Where are the names? How did you figure out you were or were not on the list?


----------



## keith9365 (Apr 23, 2014)

I work, have a wife who works, and raised two daughters. I served 20+ years in the military. I am Joe Nobody. I wouldn't make someone's list. But if I happen to be standing next to someone on your list and perceive a threat to my safety or the safety of my wife or daughters, that threat will be introduced to Mr. 9mm. I believe strongly in where I will spend eternity. I'm sure Muhammad Muhammad Alibaba Muhammad does as well.
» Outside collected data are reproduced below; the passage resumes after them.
PR #427, opened 2023-05-24
Fix on TRestMetadata and TRestDataSet add-ons

jgalan:
jgalan Medium: 165 [](https://gitlab.cern.ch/rest-for-physics/framework/-/commits/jgalan_minor_fix) [](https://github.com/rest-for-physics/framework/commits/jgalan_minor_fix)

`TRestMetadata::GetDataMemberValues` minor fix on TVector2,3 output component

Before this PR (for the case of TVector2,3), the following output was generated when invoking `GetMetadataMember`.

```
root [7] run0->GetMetadataMember("axionGen::fEnergyRange[0]")
(std::string) "(0.05"
root [8] run0->GetMetadataMember("axionGen::fEnergyRange[1]")
(std::string) "10)"
```

After this PR, parenthesis are removed from the output.

```
root [7] run0->GetMetadataMember("axionGen::fEnergyRange[0]")
(std::string) "0.05"
root [8] run0->GetMetadataMember("axionGen::fEnergyRange[1]")
(std::string) "10"
```

Added also:

- `REST_Generate_DataSets` macro that will allow to export several datasets from a given list of dataset names.
- Added new filter condition `equalsTo` that allows to evaluate numerically if a datamember is equal to the filter. If it is not equal, then the run will be rejected and thus not included in the dataset.
- Added method `TRestDataSet::Define` that allows to create a new column using the values of relevant quantities.
- Added method `TRestDataSet::Import( std::vector <std::string> fNames )` allowing to combine datasets into one single instance. If saved to disk the metadata member `fMergedDataSet` will be `true` in order to identify that it is a non-pure original dataset.

For the moment metadata filter conditions do not support units. See issue: https://github.com/rest-for-physics/framework/issues/429

### DIFF
--- a/macros/REST_GenerateDataSet.C
+++ b/macros/REST_GenerateDataSet.C
@@ -22,7 +22,7 @@ Int_t REST_GenerateDataSet(std::string inputRML, std::string datasets) {
         std::cout << "Set : " << set << std::endl;
         TRestDataSet d(inputRML.c_str(), set.c_str());
         d.GenerateDataSet();
-        d.Export("dataset_" + set + ".root");
+        d.Export("Dataset_" + set + ".root");
     }
     return 0;
 }
--- a/macros/REST_GenerateDataSet.C
+++ b/macros/REST_GenerateDataSet.C
@@ -1,0 +1,32 @@
+#include "TRestTask.h"
+#include "TRestDataSet.h"
+
+#ifndef RestTask_GenerateDataSet
+#define RestTask_GenerateDataSet
+
+//*******************************************************************************************************
+//*** Description: This macro will launch the generation of datasets defined
+//*** inside a particular RML file `datasets.rml` that contains the dataset
+//*** definitions. The second argument will allow to specify the datasets
+//*** to be generated from the existing ones inside `dataset.rml`.
+//***
+//*** --------------
+//*** Usage: restManager GenerateDataSet datasets.rml set1,set2,set3
+//***
+//*******************************************************************************************************
+
+Int_t REST_GenerateDataSet( std::string inputRML, std::string datasets )
+{
+
+	std::vector<std::string> sets = REST_StringHelper::Split( datasets, "," );
+
+	for( const auto &set: sets ) {
+		std::cout << "Set : " << set << std::endl;
+		TRestDataSet d( inputRML.c_str(), set.c_str() ); 
+		d.GenerateDataSet();
+		d.Export( "dataset_" + set + ".root" );
+	}
+	return 0;
+
+}
+#endif
--- a/macros/REST_GenerateDataSet.C
+++ b/macros/REST_GenerateDataSet.C
@@ -1,5 +1,5 @@
-#include "TRestTask.h"
 #include "TRestDataSet.h"
+#include "TRestTask.h"
 
 #ifndef RestTask_GenerateDataSet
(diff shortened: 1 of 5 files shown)


macros/REST_GenerateDataSet.C
```diff
@@ -0,0 +1,29 @@
...
+//*** inside a particular RML file `datasets.rml` that contains the dataset
+//*** definitions. The second argument will allow to specify the datasets
+//*** to be generated from the existing ones inside `dataset.rml`.
+//***
+//*** --------------
+//*** Usage: restManager GenerateDataSet datasets.rml set1,set2,set3
+//***
+//*******************************************************************************************************
+
+Int_t REST_GenerateDataSet(std::string inputRML, std::string datasets) {
```
juanangp, line 18: From my experience, I think it would be more useful to generate a dataset using the file pattern. E.g.
```
Int_t REST_GenerateDataSet(const std::string &inputRML, const std::string &datasetName, const std::string &filePattern, const std::string &outputFileName) {
    TRestDataSet d(inputRML.c_str(), datasetName.c_str());
    d.SetFilePattern(filePattern);
    d.GenerateDataSet();
    d.Export(outputFileName);
    return 0;
}
```

jgalan: The idea is to generate several datasets at once, then the output file name takes the name of the dataset with the `dataset_` root.

jgalan: On top of that is that each dataset has a different `filePattern`.

I am using it as follows with the following file: https://github.com/iaxo/iaxo-simulations/blob/master/montecarlo/signal/sensitivity/dataset.rml

```
restManager GenerateDataSet BabyIAXO_XMM_mm_Vacuum_0meV,BabyIAXO_XMM_mm_Vacuum_1meV,BabyIAXO_XMM_mm_Vacuum_10meV,BabyIAXO_XMM_mm_Vacuum_100meV,BabyIAXO_XMM_mm_Vacuum_1eV
```

To generate:

Screenshot 2023-05-25 at 12 02 53

juanangp: Then I would suggest to start the dataset with `D` contrary to the TRestRuns which typically starts with `R`

jgalan: Ok, I could start with upper case letter, this was my default choice in the past. I think @lobis prefers start with lowercase.

lobis: Right now I don't recall stating any preference, but yes in general I use lowercase names for all file names (easier to type in my opinion) but it's up to personal preference 😃

lobis, line 18:
```suggestion
Int_t REST_GenerateDataSet(const std::string& inputRML, const std::string& datasets) {
```

cmargalejo (approved):

jgalan:
I am going a need an `Import` method that allows me to combine different datasets to be loaded in `TRestComponent`. Thus, I have implemented a new `Import` method allowing to receive several ROOT files as argument. There will be a datamember `fMergedDataSet` that keeps track if this method was used to intialize the dataset.

I also added a new `TRestDataSet::Define` method that allows to generate a new column using/replacing the values of relevant quantities.

Any feedback about their implementation? @juanangp

PR #432, opened 2023-06-01
TRestDataSet now allows new user defined columns at the dataset initialisation stage.

jgalan:
jgalan Ok: 69 [](https://gitlab.cern.ch/rest-for-physics/framework/-/commits/jgalan-dataset-upgrade) [](https://github.com/rest-for-physics/framework/commits/jgalan-dataset-upgrade)

Added possibility to add new user defined columns during the dataset generation


source/framework/core/inc/TRestDataSet.h
```diff
@@ -101,6 +101,12 @@ class TRestDataSet : public TRestMetadata {
     /// The list of dataset files imported
     std::vector<std::string> fImportedFiles;  //<
 
+    /// A list of new columns added during the dataset generation
+    std::vector<std::string> fColumnNames;
+
+    /// The list of expressions correspoding to each fColumnNames element
+    std::vector<std::string> fColumnExpressions;
+
```
juanangp, line 109: I would change it to:
´´´
std::vector<std:pair<std::string, std::string >> fColumnNameExpressions;
´´´

jgalan: I am trying to use `std::pair`, but when I try to iterate:

```
    for( const auto &[cName,cExpression]: fColumnNameExpressions )
        finalList.emplace_back(cName);
        fDataSet.Define(cName, cExpression);
    }
```

it gives me error 

```
/home/jgalan/rest-framework/source/framework/core/src/TRestDataSet.cxx:355:25: error: ‘cName’ was not declared in this scope
         fDataSet.Define(cName, cExpression);
```

jgalan: The following is also not working for me:

```
    for( const auto &column: fColumnNameExpressions )
        finalList.emplace_back(column.first);
        fDataSet.Define(column.first, column.second);
    }
```

juanangp: This should work:
´´´
    for( const auto &[cName, cExpression] : fColumnNameExpressions ) {
        finalList.emplace_back(cName);
        fDataSet.Define(cName, cExpression);
    }
´´´
You forget the `}` ?

jgalan: ok

source/framework/core/src/TRestDataSet.cxx
```diff
@@ -330,6 +349,12 @@ void TRestDataSet::GenerateDataSet() {
 
     fDataSet = MakeCut(fCut);
 
+    // Adding new user columns added to the dataset
+    for (const auto& [cName, cExpression] : fColumnNameExpressions) {
+        finalList.emplace_back(cName);
+        this->Define(cName, cExpression);
```
juanangp, line 355: I would change the behaviour of the `Define` function to something similar to `MakeCut` e.g:
```
 fDataSet = Define(cName, cExpression);
```
And in the `Define` function
```
ROOT::RDF::RNode TRestDataSet::Define(const std::string& columnName, const std::string& formula) {
  auto df = fDataSet;  
  std::string evalFormula = formula;
    for (auto const& [name, properties] : fQuantity)
        evalFormula =
            REST_StringHelper::Replace(evalFormula, name, DoubleToString(properties.value, "%12.10e"));
    df = df.Define(columnName, evalFormula);
    return df;
}
```
Then it should be possible to define a new observable but you should be capable to use or store de dataframe somewhere else. I think is more useful this way.

jgalan: Actually the `RDataFrame` is already being returned as it is done in `MakeCut` the only difference I see is that I just do not do `fDataSet = this->Define( ...)` since I know that `fDataSet` has been already updated inside.

jgalan: Also, I do not create a temporal `df` inside the method, it is this necessary?

jgalan: Oh what you want is that the internal `fDataSet` is not modified at all, then the returned contains the new column?

What if I want to add 3 new columns that use relevant quantities?

jgalan: Ok, what you want is to have the possibility to add a new column in a returned `RDataFrame`, but  this limits the operation to just 1-column, isn't? I mean, if you want to use the method outside the `dataset` you will only be able to use relevant quantities once.

Perhaps we should give as argument then the `data frame` where we will add the new evaluated column?

jgalan: I guess that becomes complicated

jgalan: Then I just change it to `AddColumn`

jgalan: Ok, finally I just leave it as `MakeCut` philosophy to be consistent.

juanangp (approved):

cmargalejo (approved):

Issue #358, opened 2022-12-28
Processes streamer input/output requires deep review


jgalan:
See root-forum discussion: https://root-forum.cern.ch/t/checkbytecount-and-streamer-error/52716/58

This problem was addressed at issue #348 and #357.

A quick patch solution was added for the case when no input file is added, as it is the case for axionlib ray-tracing. However, problems still exist in trex-dm and geant4 event processing.

For example, in `pipeline/trex` validation, after `03_hits.rml`, the processes `TRestDetectorSignalToHitsProcess` and `TRestDetectorHitsAnalysisProcess` are not present in `TFile::ShowStreamerInfo` inside `Hits_01928.root`.

Processes are not properly added to the streamer, and thus this will prevent schema evolution to be working properly.

nkx111:
Hi, I think I have located the bug. It is related to a strange behavior of ROOT streamer. If we open a file with "update" mode but do nothing, then the streamerinfo from the file will somehow lost during the next update and write. I can reproduce the problem with the following code in `restRoot`:

```c++
// create and write a file with metadata, then close the file
TFile *f = new TFile("abc.root", "recreate");
TRestRawMultiFEMINOSToSignalProcess *p = new TRestRawMultiFEMINOSToSignalProcess();
p->Write();
f->Write();
f->ShowStreamerInfo();
f->Close();
// reopen the file with "update" mode but do nothing
TFile *fff = new TFile("abc.root", "update");
fff->Close();
delete fff;
// open the file again and write another metadata. After this operation, the streamerinfo of the previous metadata gets lost
TFile *ff = new TFile("abc.root", "update");
TRestAxionSolarFlux *fl = new TRestAxionSolarFlux("fluxes.rml", "LennertHoofPrimakoff");
fl->Write();
ff->Write();
ff->ShowStreamerInfo()
```

I am still thinking how to work around with it

jgalan:
Perhaps this should be reported to the root-forum?

PR #434, opened 2023-06-03
Adjust metadata writing sequence to avoid StreamerInfo missing

nkx111:
nkx111 Large: 3353 [](https://gitlab.cern.ch/rest-for-physics/framework/-/commits/nkx111-streamerinfo) [](https://github.com/rest-for-physics/framework/commits/nkx111-streamerinfo)

This is to fix issue #358. Changed the sequence of metadata writing after process has finished. Previously: process metadata -- merge with process files -- TRestRun metadata. Now: merge with process files -- TRestRun metadata -- process metadata. Sometimes the merging operation will cause the later metadata writing operation overwriting the StreamerInfo of the previously written metadata classes. So we need to do the merging at the beginning.

This also fix a bug that the output file is not closed (because TRestRun is not deleted) by TRestManager. This might also be part of the cause of #358

### DIFF
--- a/source/framework/core/src/TRestManager.cxx
+++ b/source/framework/core/src/TRestManager.cxx
@@ -37,16 +37,28 @@ ClassImp(TRestManager);
 
 TRestManager::TRestManager() { Initialize(); }
 
-TRestManager::~TRestManager() {}
+TRestManager::~TRestManager() {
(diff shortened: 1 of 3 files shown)


nkx111:
Bad line endings! I will recreate the PR

PR #442, opened 2023-06-12
Do not exit when opening a non-rest file using `restRoot`

lobis:
lobis Ok: 90 [](https://gitlab.cern.ch/rest-for-physics/framework/-/commits/lobis-trestrun-exit) [](https://github.com/rest-for-physics/framework/commits/lobis-trestrun-exit)

Currently opening a file from the terminal using `restRoot file.root` only works if the file has the full REST structure: `TRestRun`, `AnalysisTree` etc. Otherwise it returns an error.

It would make sense to also be able to open generic root files with `restRoot`. It should have the same effect as opening the files with root: loading objects into heap while also loading the REST libraries. This could be useful for example when opening a file containing only the readouts or some other metadata.

### DIFF
--- a/source/framework/core/src/TRestAnalysisPlot.cxx
+++ b/source/framework/core/src/TRestAnalysisPlot.cxx
@@ -82,7 +82,6 @@ void TRestAnalysisPlot::InitFromConfigFile() {
         // exit(1);
     }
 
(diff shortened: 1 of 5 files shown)


jgalan:
I just merged this PR into #441

PR #417, opened 2020-06-23
Move DNS provider initialization to DNS controller

Miciah:
* `cmd/ingress-operator/start.go` (`NewStartCommand`): Delete initialization of the DNS provider.
(`cloudCredentialsSecretName`, `createDNSProvider`, `getPlatformStatus`): Move from here...
* `pkg/operator/controller/dns/controller.go:` ...to here.
(`New`): Delete parameter for DNS provider; the controller now initializes it.  Add config parameter.  Add watches on the `DNS` config and `Infrastructure` config objects.  Use `ToDNSRecords` mapper function to reconcile all `DNSRecord` objects when a config object changes.
(`Config`): New type to hold the namespace and operator release version, which are needed for initializing the DNS provider.
(`reconciler`): Add `Config` and `infraConfig` fields.
(`Reconcile`): Get the cluster `Infrastructure` config object, and initialize or re-initialize the DNS provider if it was not already initialized or if the `Infrastructure` config has changed.
(`ToDNSRecords`): New method.  Return reconcilation requests for all `DNSRecords`.
* `pkg/operator/operator.go` (`New`): Update initialization of the DNS controller to pass the controller's config object instead of the DNS provider object.
* `manifests/00-cluster-role.yaml`: Allow the operator to list and watch the `dnses` and `infrastructures` config resources.
* `pkg/manifests/bindata.go`: Regenerate.

PR #425, opened 2020-07-09
Bug 1854383: dns: Reread cloud credentials secret if it changes

Miciah:
Watch the cloud credentials secret and recreate the DNS provider if the credentials change.

* `pkg/operator/controller/dns/controller.go` (`New`): Watch the cloud credentials secret and trigger reconciliation if it changes.
(`reconciler`): Add `cloudCredentials` field.
(`Reconcile`): Refactor DNS provider create logic from here...
(`createDNSProviderIfNeeded`): ...to here.  Check if the cloud credentials secret data changed in addition to checking the infrastructure status to determine whether the DNS provider needs to be recreated.

### DIFF
--- a/pkg/operator/controller/dns/controller.go
+++ b/pkg/operator/controller/dns/controller.go
@@ -37,8 +37,10 @@ import (
 	"sigs.k8s.io/controller-runtime/pkg/cache"
 	"sigs.k8s.io/controller-runtime/pkg/client"
 	runtimecontroller "sigs.k8s.io/controller-runtime/pkg/controller"
+	"sigs.k8s.io/controller-runtime/pkg/event"
 	"sigs.k8s.io/controller-runtime/pkg/handler"
 	"sigs.k8s.io/controller-runtime/pkg/manager"
+	"sigs.k8s.io/controller-runtime/pkg/predicate"
 	"sigs.k8s.io/controller-runtime/pkg/reconcile"
 	"sigs.k8s.io/controller-runtime/pkg/source"
 )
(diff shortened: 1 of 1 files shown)


pkg/operator/controller/dns/controller.go
```diff
@@ -191,6 +193,53 @@ func (r *reconciler) Reconcile(request reconcile.Request) (reconcile.Result, err
...
+	platformStatus, err := getPlatformStatus(r.client, infraConfig)
+	if err != nil {
+		return fmt.Errorf("failed to get platform status: %v", err)
+	}
+
+	creds := &corev1.Secret{}
+	switch platformStatus.Type {
+	case configv1.AWSPlatformType, configv1.AzurePlatformType, configv1.GCPPlatformType:
+		name := types.NamespacedName{Namespace: r.Config.Namespace, Name: cloudCredentialsSecretName}
+		if err := r.cache.Get(context.TODO(), name, creds); err != nil {
```
sgreene570, line 218: I noticed before these changes `creds` was being populated by a call to `r.client.Get` instead of `r.cache.Get`. Just wanted to verify that this is intentional and won't cause any defects.

Miciah: Yeah, it is intentional.  Want to avoid incurring the API call on every reconciliation, and it may avoid cache consistency issues between the watch on the infrastructure resource that triggers the reconciliation and the reconciliation logic here that reads the infrastructure object.  It might have made sense to make this change in #417, which moved this logic from the operator startup (where we don't yet have the cache) to the reconciliation logic (where we do).  It definitely makes sense to use the cache if we're using the value on every reconciliation.

PR #431, opened 2020-07-29
Omit ELB EP in TestIngressControllerCustomEndpoints

Miciah:
Don't set the endpoint for the AWS ELB API in `TestIngressControllerCustomEndpoints`.  Unlike the Route 53 and tagging APIs, the ELB API needs a region-specific endpoint, and trying to use the us-west-2 endpoint when running in the us-east-1 region fails.

* `test/e2e/operator_test.go` (`TestIngressControllerCustomEndpoints`): Don't set a custom endpoint for the AWS ELB API.

----

@danehans


danehans:
@Miciah I need to look into this issue in more detail. I'll tag in the meantime so we can get CI unstuck.

/lgtm

PR #435, opened 2020-08-01
Changing default router deployment number to 3

rhdedgar:
This PR is in response to OSD-3918, which outlines increasing the router deployment to match the default number of infra nodes. It also provides an an increase in capacity and stability, and a slightly more intuitive ELB Status from the AWS console.

e.g. By having only 2 router pods and 3 infra nodes, one infra node continuously fails health-checks behind the *.app.clustername.openshiftapps.com ELB.

Please let me know if there's a more appropriate place to manage this configuration.

### DIFF
--- a/pkg/operator/controller/ingress/deployment.go
+++ b/pkg/operator/controller/ingress/deployment.go
@@ -157,7 +157,7 @@ func desiredRouterDeployment(ci *operatorv1.IngressController, ingressController
 	volumes := deployment.Spec.Template.Spec.Volumes
 	routerVolumeMounts := deployment.Spec.Template.Spec.Containers[0].VolumeMounts
 
-	var desiredReplicas int32 = 2
+	var desiredReplicas int32 = 3
 	if ci.Spec.Replicas != nil {
 		desiredReplicas = *ci.Spec.Replicas
 	}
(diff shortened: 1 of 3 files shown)


pkg/operator/controller/ingress/deployment.go
```diff
@@ -157,7 +157,7 @@ func desiredRouterDeployment(ci *operatorv1.IngressController, ingressController
 	volumes := deployment.Spec.Template.Spec.Volumes
 	routerVolumeMounts := deployment.Spec.Template.Spec.Containers[0].VolumeMounts
 
-	var desiredReplicas int32 = 2
+	var desiredReplicas int32 = 3
```
Miciah, line 160: `ensureDefaultIngressController` specifies `spec.replicas` when it creates the default ingresscontroller, so changing the default here is going to be ineffective as far as the default ingresscontroller is concerned.

`ensureDefaultIngressController` really choose a value for `spec.replicas` dynamically. The documented minimum number of worker nodes is 2, so we cannot necessarily go above that, and on clusters with more than 3 workers, it might be reasonable to scale up to, say, max(min(number of worker nodes, 5), floor(20% of worker nodes)).

Miciah:
This change probably warrants some design discussion, so I've created https://issues.redhat.com/browse/NE-361 to track computing the default ingresscontroller's `spec.replicas` value dynamically, and we'll discuss it at a future planning meeting.

abhinavdahiya:
One thing to note is that we define minimum compute footprint to be 2 replicas. That means that on that minimum we will have one not scheduled replica which might cause notavialable clusteroperator

rhdedgar:
Closing this pull request at least until https://issues.redhat.com/browse/NE-361 has been addressed.

PR #436, opened 2020-08-03
Bug 1862892: Reconcile openshift-ingress-router clusterrole on upgrades

frobware:
On upgrades we have never needed to handle changes to the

If he wants to find out who's right then bring it.


----------



## jim-henscheli (May 4, 2015)

Is there actually a list with names or what?


----------



## SAR-1L (Mar 13, 2013)

No one from Colorado, where we have Norad, Cheyenne Mountain, Shriever, Air Force Academy, Fort Carson, Peterson, all in one city?
I call BS to this list.


----------



## 8301 (Nov 29, 2014)

Send them up,,, at least unlike those people at the FL nightclub I carry and have an ISIS hunting permit. I despise those spineless back stabbing ISIS cowards.


----------



## Chipper (Dec 22, 2012)

How do I apply for said list?? What's the qualifications??


----------



## TacticalCanuck (Aug 5, 2014)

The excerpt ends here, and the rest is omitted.